Filter these records by the string "pull", copying each line that holds it.

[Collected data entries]
[Start of Attachment]

Issue #365, opened 2020-02-27
Incorrect "ambiguous column reference" error


farwydi:
Input: (PostgreSQL)
```sql
-- name: FetchContentLocalization :many
SELECT c.id, --- Error here
       tx1.value AS name,
       tx2.value AS description,
       tx3.value AS text1,
       tx4.value AS text2,
       tx5.value AS text3,
       tx6.value AS text4
FROM (
         SELECT c.*
         FROM contents c
                  INNER JOIN content_group_links cgl ON c.id = cgl.content_id
                  INNER JOIN group_category_links gcl ON cgl.group_id = gcl.group_id
                  INNER JOIN categories ct ON gcl.category_id = ct.id
                  INNER JOIN services s ON ct.service = s.id
         WHERE s.id = 1
         UNION
         SELECT c.*
         FROM contents c
                  INNER JOIN content_includes ci ON c.id = ci.content_id
                  INNER JOIN categories ct ON ci.category_id = ct.id
                  INNER JOIN services s ON ct.service = s.id
         WHERE s.id = 1
     ) AS c
         LEFT JOIN override_content_params ocp ON ocp.content_id = c.id
         LEFT JOIN i18n_texts tx1 ON (tx1.key = c.name_i AND tx1.lang_id = 1)
         LEFT JOIN i18n_texts tx2 ON (tx2.key = c.description_i AND tx2.lang_id = 1)
         LEFT JOIN i18n_texts tx3 ON (tx3.key = c.text_field_1_i AND tx3.lang_id = 1)
         LEFT JOIN i18n_texts tx4 ON (tx4.key = c.text_field_2_i AND tx4.lang_id = 1)
         LEFT JOIN i18n_texts tx5 ON (tx5.key = c.text_field_3_i AND tx5.lang_id = 1)
         LEFT JOIN i18n_texts tx6 ON (tx6.key = c.text_field_4_i AND tx6.lang_id = 1)
WHERE c.id NOT IN
      (
          SELECT content_id
          FROM content_excludes ce
                   INNER JOIN categories ct ON ce.category_id = ct.id
                   INNER JOIN services s ON ct.service = s.id
          WHERE s.id = 1
      )
  AND (TRUE OR COALESCE(ocp.enable, c.enable) IS TRUE)
ORDER BY c.id;
```

Got:
localization.sql:2:8: column reference "id" is ambiguous

But is not true :)

### Playground link

[...]

PR #393, opened 2020-03-10
Failing test for failure to parse as

rf:
Copied an existing testcase and wrote a failing test. Turns out it happens when `as` is used in a subquery.

Re #365 as I'm pretty sure it's the same issue


kyleconroy:
Added the failing test to the issue (#365) via this [playground link](https://play.sqlc.dev/p/9359639085584325d3811942133ff00081d5eac367bd3fd9b80df2113c8ba136)

PR #425, opened 2020-03-30
Move hyphen-minus to the right place

rjc:
While there, don't terminate a list item with a full stop ('.').


kyleconroy:
Thanks for the typo fix!

rjc:
No worries! :^)

Issue #193, opened 2019-12-17
View support


maxhawkins:
```sql
CREATE TABLE foo (bar INT);

CREATE VIEW baz AS
  SELECT *
  FROM foo;
```

Should generate:
```go
type Foo struct {
  Bar int
}
type Baz struct {
  Bar int
}
```

Currently no structs are generated for views.

ereyes01:
I just found this package and it looks super useful. One of the first things I did was to search the issues to see if there was any insight on how views are handled, and found this.

Is the DDL code given ever actually run in the database? If it's only used to generate the structs, would a valid workaround be:

```sql
CREATE TABLE foo (bar INT);

CREATE TABLE baz (bar INT);
```

And then design your queries of `baz` as normal, since the DDL is only for deriving and generating the `Baz` Go struct?

I acknowledge that it's not as convenient or robust as copy/pasting the same thing you run in the database, and sometimes it's extra work to determine the equivalent `CREATE TABLE` command from a complex view query.

Thanks!

kyleconroy:
@ereyes01 That's a good work around for the time being. The eventual goal is to fully support view creation and querying.

randomlogin:
Hi!
I'm using 1.5.0, am I right, that views are not supported there yet? 
The only workaround is to construct appropriate table?

ScottyFillups:
Hi @kyleconroy! Really love sqlc; I'm wondering if there's any plans to tackle views any time soon? I'd willing to help out :smiley:

PR #426, opened 2020-04-01
A list of paths can be past in for schemas and queries

jskelcy:
This adds support for passing in a list of files or directories for queries and schemas.

This came about because the project currently recommends workarounds for SQL views, where users create a table definition that is the would-be table schema for the view. We did not want this file living alongside our production schema so I created an adjacent director called `workarounds`, this was going to make scripting fresh DB migrations much simpler as I did not have to regex out workaround files. However, because I could only pass in one path this did not work. This adds that support.

It is kind of massive and breaks config backwards compatibility but I can look into options for fixing that.

### DIFF
--- a/internal/config/config.go
+++ b/internal/config/config.go
@@ -2,6 +2,7 @@ package config
 
 import (
 	"bytes"
+	"encoding/json"
 	"errors"
 	"fmt"
 	"go/types"
@@ -35,6 +36,39 @@ type versionSetting struct {
 
 type Engine string
 
+type Paths []string
+
+func (p *Paths) UnmarshalJSON(data []byte) error {
+	if string(data[0]) == `[` {
+		var out []string
+		if err := json.Unmarshal(data, &out); err != nil {
+			return nil
+		}
+		*p = Paths(out)
+		return nil
+	}
+	var out string
+	if err := json.Unmarshal(data, &out); err != nil {
+		return nil
+	}
+	*p = Paths([]string{out})
+	return nil
+}
+
+func (p *Paths) UnmarshalYAML(unmarshal func(interface{}) error) error {
+	out := []string{}
+	if sliceErr := unmarshal(&out); sliceErr != nil {
+		var ele string
+		if strErr := unmarshal(&ele); strErr != nil {
+			return strErr
+		}
+		out = []string{ele}
+	}
+
+	*p = Paths(out)
+	return nil
+}
+
 const (
 	EngineMySQL      Engine = "mysql"
 	EnginePostgreSQL Engine = "postgresql"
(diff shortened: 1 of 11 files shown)


jskelcy:
So I think I can create a new type with a custom yaml and json umarshaler. I did most of this with find and replace but this is way too massive of a PR.

kyleconroy:
@jskelcy thanks for the patch!

Since this is a backwards-incompatible change, we'd need to bump the configuration file version. The current version is '2', though it's not in heavy use. Version '1' is what most people use.

That said, I think we can solve this in a backwards compatible way using glob patterns. 

```yaml
version: "1"
packages:
  - name: "db"
    path: "internal/db"
    schema: "./migrations/*"
    queries: "./sql/query/"
```

Here the migrations directory would have two directories in it, one with the production schema and one with the extra one for views.

Would that work for you?

Also I'm sorry that I haven't made any progress on #193, view support is still pretty far off

jskelcy:
@kyleconroy I made the change backward compatible let me know what you think.

jskelcy:
I can also mess around with the glob patterns, it might work out fine for me. But I figured I had already got this thing in some kind of shape, so why I would make it backwards compatible and see how we felt about it.

internal/config/config.go
```diff
@@ -35,6 +36,39 @@ type versionSetting struct {
 
 type Engine string
 
+type Paths []string
+
+func (p *Paths) UnmarshalJSON(data []byte) error {
```
jskelcy, line 41: I am not sure that I need this function. When the tests were failing they contained yaml parsing error even when the tests appeared to use json. Still trying to figure that out, but until I understand that there is some conversion or something going on then I will leave this here for now.

jskelcy:
Realizing now that while you suggested the glob approach to backwards compatibility, I went with a different approach but did not explicitly say what it is. 

I used a custom unmarshaler that accepts both a list or a single value. I suppose this is more flexible then the glob pattern because you could have SQL files anywhere and pull them in, but in reality I dont know if that is a need anyone has. If we dont think this is useful then I an implement the glob version, but I figured it is worth discussing.

jskelcy:
@kyleconroy Bumping the thread here. I have a backwards-compatible change where I use a custom unmarshaler that allows `queries` and `schema` to be a single string or a list. It is a little bit more flexible than using a wildcard, but I might be solving a problem that does not exist. Either way, let me know, I can try the wildcard strategy if you are less into this.

kyleconroy:
I was using docker compose a few days and encountered this pattern in the wild. `docker-compose.yml` has a field named `env_file` that be a string or a list of strings:

```
env_file: ./foo.env
---
env_file:
  - ./foo.env
  - ./bar.env
```

The glob syntax I proposed would not have helped me, so I think this is a good strategy.

internal/config/config.go
kyleconroy: We technically don't need this, as we use the yaml package to parse both JSON and YAML. However, I like keeping this so that we ensure that the configuration can still be parsed with the `encoding/json` package.

PR #433, opened 2020-04-05
Implement ALTER TYPE RENAME VALUE / ADD VALUE

### LINKED ISSUE #428: Renaming enum values via migration doesn't update the generated code
migration 0:  
```
DROP TYPE IF EXISTS e_my_enum_type CASCADE;
CREATE TYPE e_my_enum_type AS ENUM (
    'green',
    'red',
    'black'
    );
```

generated code for migration 0:  
```
type EMyEnumType string

const (
	EMyEnumTypeGreen EMyEnumType = "green"
	EMyEnumTypeRed   EMyEnumType = "red"
	EMyEnumTypeBlack EMyEnumType = "black"
)
```

**Problem**

migration 5:
`ALTER TYPE e_my_enum_type RENAME VALUE 'black' TO 'yellow';`

generated code after migration 5 is applied is the same as migration 0 for type `EMyEnumType`

Expected that it would be: 
```
type EMyEnumType string

const (
	EMyEnumTypeGreen EMyEnumType = "green"
	EMyEnumTypeRed   EMyEnumType = "red"
	EMyEnumTypeBlack EMyEnumType = "yellow"
)
```

kyleconroy:
This pull requests actually includes two parallel implementations of ALTER TYPE, one for the legacy `internal/catalog` package, and one for the new `internal/sql/catalog` package. I really need to port the `internal/dinosql` package over to the new catalog so I don't need to waste time doing things twice.

Fix #428

### DIFF
--- a/internal/catalog/build.go
+++ b/internal/catalog/build.go
@@ -99,6 +99,56 @@ func Update(c *pg.Catalog, stmt nodes.Node) error {
 
 	switch n := raw.Stmt.(type) {
 
+	case nodes.AlterEnumStmt:
+		fqn, err := ParseList(n.TypeName)
+		if err != nil {
+			return err
+		}
+		schema, exists := c.Schemas[fqn.Schema]
+		if !exists {
+			return wrap(pg.ErrorSchemaDoesNotExist(fqn.Schema), raw.StmtLocation)
+		}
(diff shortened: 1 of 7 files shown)


kyleconroy:
Fixes #428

[End of Attachment]

RESPONSE:
I used a custom unmarshaler that accepts both a list or a single value. I suppose this is more flexible then the glob pattern because you could have SQL files anywhere and pull them in, but in reality I dont know if that is a need anyone has. If we dont think this is useful then I an implement the glob version, but I figured it is worth discussing.
This pull requests actually includes two parallel implementations of ALTER TYPE, one for the legacy `internal/catalog` package, and one for the new `internal/sql/catalog` package. I really need to port the `internal/dinosql` package over to the new catalog so I don't need to waste time doing things twice.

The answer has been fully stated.